Ruchele Jager avait seize ans en 1941. Sur la photo, elle est une jeune fille belle et souriante.

Nous avons tous dans nos tiroirs quelques photos de nos aïeux prises dans leur jeunesse. J'avais demandé à mon grand-père des photos de lui quand il était jeune et ainsi j'avais récupéré un portrait de lui et ma grand-mère dans les années quarante. En 1941, il avait vingt-quatre ans et ma grand-mère vingt. Ils ont vieilli, pour le meilleur et pour le pire… Mais Ruchele, elle, n'a pas vieilli… Pourquoi ?... Parce qu'elle « a été tuée par les nazis ». Comment ? À cause de "la Shoah par balles ». Qu'est-ce que cela signifie? Que se cache-t-il derrière ces étiquettes très brèves, trop brèves peut-être?

Daniel Mendelsohn s'est posé la question et est parti enquêter aux quatre coins du monde, sur les traces de Ruchele, ses soeurs : Lorka, Frydka, Bronia et leurs parents: l'oncle Shmiel et la tante Ester.

Ce récit se lit à la fois comme une enquête policière, un essai philosophique et une réflexion historique, psychologique et métaphysique, grâce à l'insertion et aux commentaires de passages bibliques.

J'ai trouvé le texte agréable à lire malgré la gravité du propos. J'avais envie comme Daniel Mendelsohn de comprendre comment le mal et l'horreur absolu pouvaient soudain surgir mais aussi, comme lui, de savoir qui étaient ces quatre jeunes filles, comment elles avaient vécu, qui les connaissait, qui les aimait, quels souvenirs ceux qui les avaient côtoyées gardaient d'elles.

Daniel Mendelsohn est un conteur érudit et talentueux qui parvient à retracer les histoires croisées des membres de sa lointaine et défunte famille. le récit est toujours captivant, jamais glauque. Pourtant, il ne cache rien des horreurs de cette terrible période. Il sait faire preuve d'une grande empathie, tout aussi grande que son intelligence, son aptitude à apaiser les esprits tourmentés par la culpabilité et ainsi obtenir sans juger des confessions qui l'aident à mieux comprendre la situation politique des pays de l'Est dans les années quarante, comment tout a basculé dans la barbarie, comment le voisin est soudain devenu un ennemi qu'il fallait éliminer.

Ce livre est un hommage rendu aux êtres chers disparus pour qu'ils ne sombrent pas définitivement dans l'oubli. Soixante ans après, il n'est pas évident de trouver des témoins, d'anciens amis, petits amis qui, parfois, n'ont pas envie de se remémorer une page douloureuse de leur existence.
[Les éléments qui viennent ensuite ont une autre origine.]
PR #235, opened 2015-02-23
adding license file, readme tweaks

jywarren:
Hi, @btbonval, @sirMackk, @aawray, @btakita, @BobStevens and @manleyjster -- embarrassingly we don't have a license file in this repo, although it's marked as GPLv3 all over the Public Lab site. No changes; just adding the GPLv3 file itself to the repo. 

I just want to get +1s from all contributors while that's still easy to do. Thanks!

### DIFF
--- a/README.md
+++ b/README.md
@@ -7,7 +7,7 @@ A complete rewrite of the Public Lab website on a new platform, with a whole new
 * simplify and refine common tasks like posting research notes and filtering spam
 * enable faster development (based on Ruby on Rails and Twitter's Bootstrap frameworks)
 * completely revise and streamline "following" other contributors or specific keywords, with email alerts
-work on tablets, smartphones, and in recent versions of Internet Explorer
+* work on tablets, smartphones, and in recent versions of Internet Explorer
 
 ###Key new features:
 
@@ -27,7 +27,7 @@ work on tablets, smartphones, and in recent versions of Internet Explorer
 
 You'll need: 
 
-* ruby (1.9.3 recommended; try using http://rvm.io)
+* ruby (2.1.2 recommended; try using http://rvm.io)
 * mysql (not adverse to others, but this is what we run)
 
 Installation steps:
@@ -42,7 +42,7 @@ Installation steps:
     * run `rake db:migrate`
     * OR
     * in MySQL, `drop database XXX;` for each database in `config/database.yml` and then try `rake db:setup` again
-* `rake db:seed` to populate it with initial data
+* `rake db:seed` to populate it with initial dummy data
 * `passenger start` to start up the app
 * in a browser, navigate to http://localhost:3000
 * wheeeee!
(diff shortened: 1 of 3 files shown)


sirMackk:
Definitely +1! Thanks for the shout out!

btbonval:
Since plots2 is a web service, AGPLv3 would be more appropriate.

README.md
```diff
@@ -42,7 +42,7 @@ Installation steps:
     * run `rake db:migrate`
     * OR
     * in MySQL, `drop database XXX;` for each database in `config/database.yml` and then try `rake db:setup` again
-* `rake db:seed` to populate it with initial data
+* `rake db:seed` to populate it with initial dummy data
```
btbonval: is it dummy data? I thought it was just the most basic data required to get up and running. "dummy data" makes it sound like it'd be for running tests only, but not for bootstrapping a brand spanking new and potentially production-ready system.

jywarren: I believe it's a wiki page and research note and user for devs to see --
not automated testing data, but not real data either. I said dummy data in
order to distinguish from data in the test db and so people know it's fake.

re: AGPL, I don't disagree, but we've always said GPLv3, so that's what the
assumption's been for folks who've contributed.

Can we cross license, or re-license under AGPL? I folks are OK with AGPL,
can you say so in this thread too? I'm fine with either or both.

btbonval: woops we should bring the AGPL discussion back to the group. This is just in the diffs.

jywarren: oh sorry it showed up in the same email thread for me. will do.

jywarren:
re: AGPL, I don't disagree, but we've always said GPLv3, so that's what the
assumption's been for folks who've contributed.

Can we cross license, or re-license under AGPL? I folks are OK with AGPL,
can you say so in this thread too? I'm fine with either or both.

btbonval:
Cross licensing GPLv3 and AGPLv3 would boil down to licensing as GPLv3. When dual licensing, the user gets to choose which license, in which case the AGPL license is freely ignored if someone wants to host the web service with code changes but not share code.

btbonval:
In case people are not aware of the difference:

* GPLv3 says that any executables that are shared must have the code shared with it, more or less. If you change code and run it, but never give your executable to anyone, you don't have to share code. Running a web service, for example, is not sharing the executable in the rules of GPLv3.
* AGPLv3 says that any executable running as a service that others may access must have its code shared. Thus by running the executable yourself as a web service other users might use, you are obliged to share code.

manleyjster:
+1!

Justin

BobStevens:
+1

aawray:
+1

ebarry:
+1

--

txt only: +1 336-269-1539
@lizbarry <http://twitter.com/lizbarry>

btbonval:
more +1 for AGPLv3, less +1 for GPLv3

PR #261, opened 2015-03-28
Solved issue 259. Wiki indexing is taken care of

Sreyanth:


jywarren:
I'm going to just pull in yours and take a look on the live site; I may have misunderstood the cause of this bug or there may be two overlapping bugs. But your PR has other things I'd like to merge so thanks!

Running tests first.

Issue #259, opened 2015-03-27
wiki index ordering -- with optimization difficulties


jywarren:
**Update:** see [this comment below](https://github.com/publiclab/plots2/issues/259#issuecomment-101333050) for the latest -- subtle ordering vs. optimization issue still persists. We could/should create a functional test to reproduce the ordering issue. 

I'm trying to nail that bug where on the http://publiclab.org/wiki listing page, some wiki pages show up as recent but don't actually have a recent edit. The crux is that we sort these wiki pages by `node.changed` -- a timestamp which gets updated any time a wiki page is saved. So, **starring/liking a page bumps it to the top**

```
Node.includes(:drupal_node_revision,:drupal_node_counter).where("status = 1").order("changed DESC")
```

Since sometimes pages are saved without a new revision being made (like starring/liking), when we display the edit date of the last revision, it shows up as being quite old, actually: 

```
Last edit / 7 months ago by Shannon
```

Can anyone help me craft a query that sorts DrupalNodes by the timestamp of their most recent associated node_revision, rather than by their own timestamp? Note that nodes have multiple node_revisions, linked by the nid.

---

Still not making much progress on this; the resulting query is now:

```
SELECT DISTINCT `node`.nid FROM `node` LEFT OUTER JOIN `node_revisions` ON `node_revisions`.`nid` = `node`.`nid` ORDER BY node_revisions.timestamp DESC
```

but somehow I'm not getting all recent revisions. Timestamps (of assoc. revisions) are:

```
 => [1427465867, 1427218775, 1426896777, 1426896105, 1426895691, 1426895121, 1426894917, 1426894230, 1426894036, 1426893636] 
```

I can confirm that 

```
SELECT `node`.* FROM `node` WHERE `node`.`nid` = 10229 LIMIT 1
SELECT `node_revisions`.* FROM `node_revisions` WHERE `node_revisions`.`nid` IN (10229) ORDER BY timestamp

 => 1427412864 
```

Which means node 10299 should appear in results from the top query, but it doesn't. I think I'm missing something obvious here. 

My best guess is that since each node has multiple node_revisions, we are not ensuring that the revision joined is the most recent one, although we are sorting the resulting list by recency (timestamp) once the join has been made. 

Is there a way to sort before the join happens? 

I'm going to abandon this for now; An alternate solution could be to display **either** the last edited date, or the last liked/starred date, whichever is more recent, in the list view.

Sreyanth:
Solved in the latest pull request.

[...]

PR #262, opened 2015-03-30
Another attempt at solving #259

Sreyanth:


jywarren:
wow that did work. Odd -- that's the old Rails 2 syntax -- i guess we just hadn't fully reproduced it. Maybe there's some ordering issue with the chained method syntax we missed? Anyhow, very happy to see this working, thanks Sreyanth!!! Pulling this in now.

jywarren:
and now live at publiclab.org!

PR #269, opened 2015-04-13
password reset visible to admin

btbonval:
I had been mixing up pushes to my repo and the Public Lab repo, so this particular commit didn't rebase cleanly.

I had to do a seemingly pointless merge to reconcile the differences, although the PR summary below shows it is just the same commit twice. Dunno. The diff log has everything it should, not sure why this got so messy.


jywarren:
Yeah this looks pretty straightforward; go ahead and merge!

PR #386, opened 2016-03-04
Projects dropdown Safari fix

jiteshjha:
"Projects" dropdown is working on iOS devices now.

Tested on  Safari 9.0.3.

@jywarren


jywarren:
Hi, jiteshjha - this is a great fix, but I'm about to merge #381, which should resolve this. Thanks for the catch and if you want to double check in the new Bootstrap 3 version, it's possible that your fix will need to be applied there. 

However, for the time being, I'm going to close this and not merge. Thanks again and reopen if you still see the issue.

jiteshjha:
Sure, I'll track. :smile:

jywarren:
Hi, Jiteshjha - I think this fix is needed on the new code, having just borrowed an iPad to test. Can you rebase or adapt it and re-submit? Thanks for finding a fix! It'll have to apply to all menus, I believe.

PR #388, opened 2016-03-04
Safari fix

jiteshjha:
Works on Safari 9.0.x.
Checked on an iPhone 6S.

@jywarren


jywarren:
Fantastic, thanks. In the future if you could confirm that you ran tests too, that'd be extra helpful. Although I can see the changes in this one and that they involve no Ruby code. 

Thanks, merging!

jiteshjha:
Sure thing! :smile:

PR #1987, opened 2018-01-13
API for nearby node fetching

### LINKED ISSUE #1934: ability to refresh displayed inline maps' displayed data when you pan/zoom

Gauravano:
Fixes #1934

### DIFF
--- a/app/models/doc_result.rb
+++ b/app/models/doc_result.rb
@@ -1,6 +1,6 @@
 # A DocResult is an individual return item for a document (web page) search
 class DocResult
-  attr_accessor :docId, :docType, :docUrl, :docTitle, :docSummary, :docScore
+  attr_accessor :docId, :docType, :docUrl, :docTitle, :docSummary, :docScore, :latitude,:longitude
 
   def initialize; end
 
@@ -15,6 +15,19 @@ class DocResult
     obj
   end
 
+  def self.fromLocationSearch(idval, typeval, urlval, titleval, sumval, scoreval,latitude,longitude)
+    obj = new
+    obj.docId = idval
+    obj.docType = typeval
+    obj.docUrl = urlval
+    obj.docTitle = titleval
+    obj.docSummary = sumval
+    obj.docScore = scoreval
+    obj.latitude = latitude
+    obj.longitude = longitude
+    obj
+  end
+
   # This subclass is used to auto-generate the RESTful data structure.  It is generally not useful for internal Ruby usage
   #  but must be included for full RESTful functionality.
   class Entity < Grape::Entity
@@ -24,5 +37,7 @@ class DocResult
     expose :docTitle, documentation: { type: 'String', desc: 'Title or primary descriptor of the linked result.' }
     expose :docSummary, documentation: { type: 'String', desc: 'If available, first paragraph or descriptor of the linked document.' }
     expose :docScore, documentation: { type: 'Float', desc: "If calculated, the relevance of the document result to the search request; i.e. the 'matching score'" }
+    expose :latitude, documentation: {type: 'String',desc: "Returns the latitude associated with node"}
+    expose :longitude, documentation: {type: 'String',desc: "Returns the longitude associated with node"}
   end
 end
--- a/app/models/doc_result.rb
+++ b/app/models/doc_result.rb
@@ -1,6 +1,6 @@
 # A DocResult is an individual return item for a document (web page) search
 class DocResult
-  attr_accessor :docId, :docType, :docUrl, :docTitle, :docSummary, :docScore, :latitude,:longitude
+  attr_accessor :docId, :docType, :docUrl, :docTitle, :docSummary, :docScore, :latitude, :longitude, :blurred
 
   def initialize; end
 
@@ -15,7 +15,7 @@ class DocResult
     obj
   end
 
-  def self.fromLocationSearch(idval, typeval, urlval, titleval, sumval, scoreval,latitude,longitude)
+  def self.fromLocationSearch(idval, typeval, urlval, titleval, sumval, scoreval,latitude,longitude,blurred)
     obj = new
     obj.docId = idval
     obj.docType = typeval
@@ -25,6 +25,7 @@ class DocResult
     obj.docScore = scoreval
     obj.latitude = latitude
     obj.longitude = longitude
+    obj.blurred = blurred
     obj
   end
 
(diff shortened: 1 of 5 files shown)


Gauravano:
Tests are always good.will add tests...Thanks, jeff.

Gauravano:
Hey, @sagarpreet-chadha I have updated the items so latitude and longitude would be available now.

update

jywarren:
Hi, just a note - can we also specify in a field if `location:blurred` so we know whether people are sharing an exact location or a low-res one? Thank you!

Gauravano:
@jywarren could you please elaborate on what factors we can term location as blurred ? Is it related to latitude and longitude entered (srchString=lat,lon) that if lat=24.68 i.e.,2 digits after decimal then it is termed as blurred location ?

sagarpreet-chadha:
Hi @Gauravano  , i think if node contains tag `location:blurred` , the node is sharing low-res location . What do you think ? Thanks 😄 !

Gauravano:
Yes @sagarpreet-chadha it makes sense.Thanks

Gauravano:
@jywarren the first part of the issue is completed by me, plz review it.

app/models/doc_result.rb
```diff
@@ -15,6 +15,20 @@ def self.fromSearch(idval, typeval, urlval, titleval, sumval, scoreval)
     obj
   end
 
+  def self.fromLocationSearch(idval, typeval, urlval, titleval, sumval, scoreval,latitude,longitude,blurred)
```
jywarren: Hi, just wondering if we could tidy up the spacing towards the end of this line, and on lines 41-2 below. This really helps keep the code tidy over the long term, thanks!

app/models/doc_result.rb
```diff
@@ -24,5 +38,7 @@ class Entity < Grape::Entity
     expose :docTitle, documentation: { type: 'String', desc: 'Title or primary descriptor of the linked result.' }
     expose :docSummary, documentation: { type: 'String', desc: 'If available, first paragraph or descriptor of the linked document.' }
     expose :docScore, documentation: { type: 'Float', desc: "If calculated, the relevance of the document result to the search request; i.e. the 'matching score'" }
+    expose :latitude, documentation: {type: 'String',desc: "Returns the latitude associated with node"}
+    expose :longitude, documentation: {type: 'String',desc: "Returns the longitude associated with node"}
```
jywarren: Here, should it be "Float"? Or is it String because we want to preserve the # of significant digits? (the latter makes sense to me... just want to be sure)

app/services/search_service.rb
```diff
@@ -183,4 +183,37 @@ def textSearch_questions(srchString)
     end
     sresult
   end
+
+  #Search nearby nodes with respect to given latitude and longitude
```
jywarren: I /think/ this needs a space between the `#` and `S` to be recognized by the auto API generator which I've been testing in another PR. Sorry to be so detail-oriented!

app/services/search_service.rb
```diff
@@ -183,4 +183,37 @@ def textSearch_questions(srchString)
...
+               .collect(&:nid)
+
+    nids = nids || []
+
+    items = Node.includes(:tag)
+                .references(:node, :term_data)
+                .where('node.nid IN (?) AND term_data.name LIKE ?', nids, 'lon:' + lon[0..lon.length - 2] + '%')
+                .limit(200)
+                .order('node.nid DESC')
+items.each do |match|
```
jywarren: And here maybe slightly better indentation plus spaces around the `=` on line 206, 208 would be really great. 

Thanks again for all your hard work! This is going to be great.

doc/API.md
```diff
@@ -10,6 +10,7 @@ Per-model API endpoints are:
 * Questions: https://publiclab.org/api/srch/questions?srchString=foo
 * Tags: https://publiclab.org/api/srch/tags?srchString=foo
 * Notes: https://publiclab.org/api/srch/notes?srchString=foo
+* Locations: https://publiclab.org/api/srch/locations?srchString=lat,lon
```
jywarren: Awesome

app/models/doc_result.rb
Gauravano: correcting this..

app/services/search_service.rb
Gauravano: No problem at all

test/functional/search_api_test.rb
```diff
@@ -26,7 +25,31 @@ def app
     assert_equal nodes(:blog).path, json['items'][0]['docUrl']
     assert_equal "Blog post",       json['items'][0]['docTitle']
     assert_equal 13,                json['items'][0]['docId']
-    
+
+    assert matcher =~ json
+
+  end
+
+  test 'search nearby nodes functionality' do
```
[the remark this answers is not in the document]
Gauravano: Thanks Jeff

app/services/search_service.rb
Gauravano: Correcting..

Gauravano:
@jywarren plz review it.Thanks.

jywarren:
🎉 🎈 👍 💥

Dans Les Disparus, Daniel Mendelsohn voudrait d'abord savoir comment sont morts ses aïeux mais ce qu'il finit par apprendre, c'est surtout comment ils ont vécu. Ainsi, il les fait revivre à travers ses recherches et la quête de témoignages. Il reconstitue une époque révolue et qui pourtant n'est pas si différente de la nôtre. La jeunesse des quatre filles ressemblerait presque à la nôtre et à celle de nos enfants. C'est ce qui est troublant, effrayant, nous incite à la vigilance, à la réflexion sur le mal et comment il peut parfois surgir ou pourrait resurgir.

Ce récit revêt un caractère universel, intemporel et, à travers l'histoire personnelle de Daniel Mendelsohn, devient un livre qui honore aussi la mémoire de tous les peuples victimes de massacres de masse et de génocides.